When you see vegetables 3-5 servings or 5-10 servings (dependent on your vegetarianism) That means you need to have a serving of veggies that many times in a day. For example:
- 1st serving – Broccoli with eggs and toast
- 2nd serving – Carrots with hummus
- 3rd & 4th serving – Spaghetti squash spaghetti with a side spinach salad
- 5th serving – Mixed veggie blend with salmon
And so on. Now you can always add/subtract how many servings you wish to eat in a day. But good rule of thumb, have veggies at every meal if possible. If you can’t (for whatever reason) eat them as a snack!
I am also watching my sugar intake, so instead of the above recommendation of 3-4 servings of fruit a day, I will usually only have 2…at most! Berries and tart fruit have a lower glycemic index which means the fiber content outweighs the sugar. Fiber = good! And then I’ll maybe have an apple or banana or even an orange as a midday pick-me-up.

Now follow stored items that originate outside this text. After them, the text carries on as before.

PR #122, opened 2026-09-09
Cache (2/5): Cache inference at do_inference

ErlisLushtaku:
# Description

Moves cache lookup and writes to `do_inference`.

- `PreparedModel` defers backend construction until an input misses the cache.
- Cache identity combines the canonical model input with the validated model descriptor.
- Mixed batches run only missing inputs and restore the original output order.
- Completion and judgement cache classes define their own stored rows.
- Cached judgements restore first-token logprobs. Hits do not record provider usage.

This is stacked on #121.


judgearena/inference.py
```diff
@@ -0,0 +1,210 @@
...
+    _model: Any = field(default=None, init=False, repr=False)
+
+    def materialize(self) -> Any:
+        if self._model is None:
+            self._model = self.factory()
+        return self._model
+
+
+@dataclass(frozen=True)
+class InferenceCache(ABC):
```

I don’t necessarily feel that the source of protein is accurately represented on these pyramids because I eat eggs at least 4 times a week. I also eat some kind of seafood once a day. For me I need protein fish is a source of lean protein. Eggs (without the yolk) is a good source of protein too. I don’t always find it easy to make tofu in between but I try to! I will say this, if you’re like me and eat less carbs like rice, pasta, etc…you want to make sure you’re substituting that for other calorie nutrients. Basically up your veggie, fat, and protein intake.
Its all about variety when it comes down to it. Some days I’ll eat a bit more fatty foods, some days I’ll eat more carby food… It’s a matter of how I am feeling and what is readily available. Trust when me and Ryan have our house, we will be eating like full blown wholesome tree huggers!